Exercise goal
Within the listing below, how many lines contain "java"? Only the number is wanted.

################

PR #16181, opened 2021-11-30
fix(appium): correctly apply extension defaults

### LINKED ISSUE #16165: Undefined values should not be used as CLI arg values in drivers
## The problem

1. Install Appium2+xcuitest driver
2. Start appium server without arguments 
3. Start a driver session
4. Check logs

Actual result:
There are log lines about using undefined values as CLI arg values

Expected result:
CLI arg values must only be considered if they are defined

## Environment

* Appium version (or git revision) that exhibits the issue: 2.0-beta23
* Last Appium version that did not exhibit the issue (if applicable):
* Desktop OS/version used to run Appium:
* Node.js version (unless using Appium.app|exe):
* Npm or Yarn package manager:
* Mobile platform/version under test:
* Real device or emulator/simulator:
* Appium CLI or Appium.app|exe:

## Details

```
[HTTP] --> POST /wd/hub/session
[HTTP] {"capabilities":{"firstMatch":[{}],"alwaysMatch":{"appium:app":"/Users/elf/code/java-client/build/resources/test/apps/TestApp.app.zip","appium:automationName":"XCuiTest","appium:commandTimeouts":"240000","appium:deviceName":"iPhone 12","appium:platformVersion":"15.2","appium:wdaLaunchTimeout":240000,"platformName":"ios"}}}
[debug] [W3C] Calling AppiumDriver.createSession() with args: [null,null,{"firstMatch":[{}],"alwaysMatch":{"appium:app":"/Users/elf/code/java-client/build/resources/test/apps/TestApp.app.zip","appium:automationName":"XCuiTest","appium:commandTimeouts":"240000","appium:deviceName":"iPhone 12","appium:platformVersion":"15.2","appium:wdaLaunchTimeout":240000,"platformName":"ios"}}]
[debug] [BaseDriver] Event 'newSessionRequested' logged at 1637910174511 (08:02:54 GMT+0100 (Central European Standard Time))
[Appium] Attempting to find matching driver for automationName 'XCuiTest' and platformName 'ios'
[Appium] The 'xcuitest' driver was installed and matched caps.
[Appium] Will require it at /Users/elf/.appium/appium-xcuitest-driver/node_modules/appium-xcuitest-driver
[Appium] Appium v2.0.0-beta.23 creating new XCUITestDriver (v3.57.0) session
[Appium] Checking BaseDriver versions for Appium and XCUITestDriver
[Appium] Appium's BaseDriver version is 8.2.2
[Appium] Could not determine XCUITestDriver's BaseDriver version
[debug] [BaseDriver] Creating session with W3C capabilities: {
[debug] [BaseDriver]   "alwaysMatch": {
[debug] [BaseDriver]     "platformName": "ios",
[debug] [BaseDriver]     "appium:app": "/Users/elf/code/java-client/build/resources/test/apps/TestApp.app.zip",
[debug] [BaseDriver]     "appium:automationName": "XCuiTest",
[debug] [BaseDriver]     "appium:commandTimeouts": "240000",
[debug] [BaseDriver]     "appium:deviceName": "iPhone 12",
[debug] [BaseDriver]     "appium:platformVersion": "15.2",
[debug] [BaseDriver]     "appium:wdaLaunchTimeout": 240000
[debug] [BaseDriver]   },
[debug] [BaseDriver]   "firstMatch": [
[debug] [BaseDriver]     {}
[debug] [BaseDriver]   ]
[debug] [BaseDriver] }
[BaseDriver] Session created with session id: c0dc45cd-8460-4852-b356-0bd0aed00e93
>>>> [XCUITest] Using webkitDebugProxyPort value of 'undefined' from CLI
>>>> [XCUITest] Using wdaLocalPort value of 'undefined' from CLI
```

boneskull:
Extensions were not correctly receiving the default values as specified in their schemas.  For example, in `xcuitest` driver, the `wdaLocalPort` option has a default value of `8100`, but this value would never make it to the driver.

The root cause was that `getDefaultsForSchema()` returns a _flattened_ object (which is useful for displaying to users as part of `getNonDefaultServerArgs()`), but by the time defaults should get assigned to parsed arguments in `main.js`, the parsed arguments object has already been expanded to a deeply-nested, non-flattened object.  So `"driver.driverName.argName": "value"` would be set in the args, but  not `{"driver": {"driverName": {"argName": "value"}}}`.

This change fixes the issue by iterating over the result of `getDefaultsForSchema()` and using `_.set()` to build a deeply-nested object from the defaults, which is then applied to the parsed arguments.

Closes #16165.

### DIFF
--- a/packages/appium/lib/appium.js
+++ b/packages/appium/lib/appium.js
@@ -7,6 +7,7 @@ import { BaseDriver, errors, isSessionCommand,
 import AsyncLock from 'async-lock';
 import { parseCapsForInnerDriver, pullSettings } from './utils';
 import { util } from '@appium/support';
+import { getDefaultsForExtension } from './schema';
 
 const desiredCapabilityConstraints = {
   automationName: {
@@ -118,14 +119,22 @@ class AppiumDriver extends BaseDriver {
    * Validate and assign CLI args for a driver or plugin
    *
    * If the extension has provided a schema, validation has already happened.
+   *
+   * Any arg which is equal to its default value will not be assigned to the extension.
    * @param {import('./ext-config-io').ExtensionType} extType 'driver' or 'plugin'
    * @param {string} extName the name of the extension
    * @param {Object} extInstance the driver or plugin instance
    */
   assignCliArgsToExtension (extType, extName, extInstance) {
-    const cliArgs = this.args[extType]?.[extName];
-    if (!_.isEmpty(cliArgs)) {
-      extInstance.cliArgs = cliArgs;
+    const allCliArgsForExt = this.args[extType]?.[extName];
+    if (!_.isEmpty(allCliArgsForExt)) {
+      const defaults = getDefaultsForExtension(extType, extName);
+      const cliArgs = _.isEmpty(defaults)
+        ? allCliArgsForExt
+        : _.omitBy(allCliArgsForExt, (value, key) => _.isEqual(defaults[key], value));
+      if (!_.isEmpty(cliArgs)) {
+        extInstance.cliArgs = cliArgs;
+      }
     }
   }
 
--- a/packages/appium/lib/main.js
+++ b/packages/appium/lib/main.js
@@ -18,7 +18,7 @@ import { DRIVER_TYPE, PLUGIN_TYPE } from './extension-config';
 import registerNode from './grid-register';
 import logger from './logger'; // logger needs to remain first of imports
 import { init as logsinkInit } from './logsink';
-import { getDefaultsFromSchema, validate } from './schema/schema';
+import { getDefaultsForSchema, validate } from './schema/schema';
 import { inspect } from './utils';
 
 /**
@@ -219,14 +219,9 @@ async function init (args) {
     parsedArgs = _.defaultsDeep(
       parsedArgs,
       configResult.config?.server,
-      getDefaultsFromSchema()
+      getDefaultsForSchema(false)
     );
   }
-
-  parsedArgs = _.defaultsDeep(
-    parsedArgs,
-    configResult.config ?? {},
-  );
 
   await logsinkInit(parsedArgs);
 
--- a/packages/appium/test/parser-specs.js
+++ b/packages/appium/test/parser-specs.js
@@ -20,11 +20,11 @@ describe('parser', function () {
     });
 
     it('should accept only server and driver subcommands', function () {
-      p.parse_args([]);
-      p.parse_args(['server']);
-      p.parse_args(['driver', 'list']);
-      (() => p.parse_args(['foo'])).should.throw();
-      (() => p.parse_args(['foo --bar'])).should.throw();
+      p.parseArgs([]);
+      p.parseArgs(['server']);
+      p.parseArgs(['driver', 'list']);
+      (() => p.parseArgs(['foo'])).should.throw();
+      (() => p.parseArgs(['foo --bar'])).should.throw();
     });
   });
 
@@ -35,12 +35,12 @@ describe('parser', function () {
       });
 
       it('should return an arg parser', function () {
-        should.exist(p.parse_args);
-        p.parse_args([]).should.have.property('port');
+        should.exist(p.parseArgs);
+        p.parseArgs([]).should.have.property('port');
       });
       it('should default to the server subcommand', function () {
-        p.parse_args([]).subcommand.should.eql('server');
-        p.parse_args([]).should.eql(p.parse_args(['server']));
+        p.parseArgs([]).subcommand.should.eql('server');
+        p.parseArgs([]).should.eql(p.parseArgs(['server']));
       });
       it('should keep the raw server flags array', function () {
         should.exist(p.rawArgs);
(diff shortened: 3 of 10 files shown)


packages/appium/test/schema/schema-specs.js
```diff
@@ -33,11 +33,6 @@ describe('schema', function () {
     sandbox = sinon.createSandbox();
 
     mocks = {
-      '../../lib/extension-config': {
-        DRIVER_TYPE: 'driver',
-        PLUGIN_TYPE: 'plugin',
-      },
```
boneskull, line 39: this mock was just not needed

packages/appium/test/parser-specs.js
```diff
@@ -20,11 +20,11 @@ describe('parser', function () {
     });
 
     it('should accept only server and driver subcommands', function () {
-      p.parse_args([]);
-      p.parse_args(['server']);
-      p.parse_args(['driver', 'list']);
-      (() => p.parse_args(['foo'])).should.throw();
-      (() => p.parse_args(['foo --bar'])).should.throw();
+      p.parseArgs([]);
```
boneskull, line 23: `parseArgs()` is the canonical name of this method.  `parse_args()` is deprecated (and should probably just be removed). vestige from calling into `argparse` directly

jlipps (approved):

mykola-mokhnach:
Seems like tests are quite unhappy

Also, I'm not quite sure about how default values are processed. The idea is that if an argument is not provided then it should not be passed to a driver at all, otherwise there might be an issue where a user passes a capability to a test session and then it still gets overridden by CLI arg, because it did accept a default value.

packages/appium/lib/main.js
```diff
@@ -216,18 +216,18 @@ async function init (args) {
   // 2. config file
   // 3. defaults from config file.
   if (parsedArgs.subcommand === SERVER_SUBCOMMAND) {
+    const flatDefaults = getDefaultsFromSchema();
+    const defaults = {};
+    for (const [key, value] of Object.entries(flatDefaults)) {
```
mykola-mokhnach, line 221: can we use Object.assign?

mykola-mokhnach (approved):

jlipps:
>  The idea is that if an argument is not provided then it should not be passed to a driver at all, otherwise there might be an issue where a user passes a capability to a test session and then it still gets overridden by CLI arg, because it did accept a default value.

Yeah this is an interesting point. It's nice to have driver args with defaults in a schema. But we want to make sure not to override capabilities if the args were the defaults. Not sure if there's any way for a driver to tell whether args were defaults? Is cliArgs populated with defaults or only if a user actually specifies something on the CLI?

packages/appium/lib/main.js
boneskull: I'm not sure how.  Some keys in this object are of the format `extType.extName.argName` which would get ugly.

boneskull:
> Yeah this is an interesting point. It's nice to have driver args with defaults in a schema. But we want to make sure not to override capabilities if the args were the defaults. Not sure if there's any way for a driver to tell whether args were defaults? Is cliArgs populated with defaults or only if a user actually specifies something on the CLI?

If we only assign to `cliArgs` if the user provided non-default values, then drivers would have to assign default values manually, which is not currently a thing that happens (and, imo, is undesirable behavior).

So I think what I could do is gather the default values and only overwrite the caps if the CLI args differ from those defaults.

I hope I'm making sense.

boneskull:
OK, I am confused.

>> The idea is that if an argument is not provided then it should not be passed to a driver at all, otherwise there might be an issue where a user passes a capability to a test session and then it still gets overridden by CLI arg, because it did accept a default value.

> Yeah this is an interesting point. It's nice to have driver args with defaults in a schema. But we want to make sure not to override capabilities if the args were the defaults. Not sure if there's any way for a driver to tell whether args were defaults? Is cliArgs populated with defaults or only if a user actually specifies something on the CLI?

It _sounds like_ if a driver wants to override caps with CLI args, this must be implemented in the driver itself.

Is this correct?  If so, I can provide an API to do so in this PR, and send another PR to `xcuitest` to use it.

boneskull:
(And: should the API be specific to the use-case, e.g., `overrideCapsWithCliArgs()` instead of building blocks for such a method?)

mykola-mokhnach:
> (And: should the API be specific to the use-case, e.g., overrideCapsWithCliArgs() instead of building blocks for such a method? I think it'd be useful to provide facilities for a driver to "query" its own defaults, fwiw)

I'd say we go with the current implementation and then I'll spend some time testing the actual implementation after the changes are published

boneskull:
@mykola-mokhnach We can't go with this implementation, because it's failing the build (for good reason).  

I'm not entirely sure how drivers are supposed to handle defaults right now (since `argsConstraints` did not have any notion of defaults).  But I'll make it so, at minimum, those default values do not wind up in `cliArgs`.

boneskull:
@jlipps @mykola-mokhnach This is now updated to reflect the requested behavior (and _should_ pass the build).

From the commit message:

> 
> Extensions were not correctly receiving the default values as specified in their schemas.  For example, in `xcuitest` driver, the `wdaLocalPort` option has a default value of `8100`, but this value would never make it to the driver.
> 
> The root cause was that `getDefaultsForSchema()` returns a _flattened_ object (which is useful for displaying to users as part of `getNonDefaultServerArgs()`), but by the time defaults should get assigned to parsed arguments in `main.js`, the parsed arguments object has already been expanded to a deeply-nested, non-flattened object.  So `"driver.driverName.argName": "value"` would be set in the args, but  not `{"driver": {"driverName": {"argName": "value"}}}`.  Furthermore, the properties of `cliArgs` are not prefixed with `<extType>.<extName>.`, but are just the arg name itself (which makes sense).
> 
> To address this, two main changes:
> 
> 1. `getDefaultsForSchema(flatten = true)` (renamed from `getDefaultsFromSchema()`) now accepts a `flatten` flag, which will return a flat object using `<extType>.<extName>.`-style prefixes. This is useful (and less computationally intensive) for comparing defaults across the whole of Appium and its extensions.  This is _not_ useful when merging defaults into the parsed arguments object, however, as that object will be deeply-nested.  If `flatten` is `false`, a deeply-nested object will be returned, which is consumed by the `main` module when post-processing parsed CLI arguments and config file values.
> 2. Added `getDefaultsForExtension(extType, extName)` which acts like `getDefaultsForSchema(flatten = true)` _but_ only returns defaults for a particular extension _and_ strips the leading prefixes.  This is used by `assignCliArgsToExtension` in the `AppiumDriver` class.
> 
> Other changes:
> 
> 1. `ArgSpec` now keeps a `rawDest` property which is like `dest` w/o the prefixes.
> 2. Make more types
> 3. Re-organize `driver-specs` unit test somewhat, and update to reflect changes.

boneskull:
To be clear: extensions will still need to apply default values manually--which I believe is a) the status quo and b) less-than-ideal--and I hope we can address that soon

packages/appium/lib/appium.js
```diff
@@ -118,14 +119,22 @@ class AppiumDriver extends BaseDriver {
...
   assignCliArgsToExtension (extType, extName, extInstance) {
-    const cliArgs = this.args[extType]?.[extName];
-    if (!_.isEmpty(cliArgs)) {
-      extInstance.cliArgs = cliArgs;
+    const allCliArgsForExt = this.args[extType]?.[extName];
+    if (!_.isEmpty(allCliArgsForExt)) {
+      const defaults = getDefaultsForExtension(extType, extName);
+      const cliArgs = _.isEmpty(defaults)
+        ? allCliArgsForExt
+        : _.omitBy(allCliArgsForExt, (value, key) => defaults[key] === value);
```
boneskull, line 134: This will probably fail if the default is, say, an empty array.  I'll take care of that.

boneskull: OK, this is addressed

jlipps:
OK great. Haven't reviewed the code yet but how you've described it is I think where we should land for this PR. I agree with you that it might make sense for there to be an appium-sponsored API for driver authors to deal with cli args and caps more ergonomically. In general, this is one problem with the fact that within appium and its driver ecosystem we have chosen to conflate everything into one object `this.opts`. It's convenient because drivers don't need to think about where parameters are coming from (CLI, appium itself, or users via caps). But it has all the problems you have now seen. Some other interface entirely (maybe a proxy object on basedriver that looks like `this.opts` but isn't actually a merged object, rather something that pulls from e.g. `this.cliArgs`, `this.driverOpts`, and `this.capabilities` with appropriate priority) might be a better idea, and maybe we want to tackle that for Appium 2.0. Not sure, and will be a big project since it may involve evaluating each use of `this.opts` throughout the official drivers.

boneskull:
* 2.0
  * **PR #16181**  (this PR)
    * **PR #16194** 

boneskull:
@jlipps I'll wait for you to review before merging.

jlipps (approved):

################

Exercise solution
3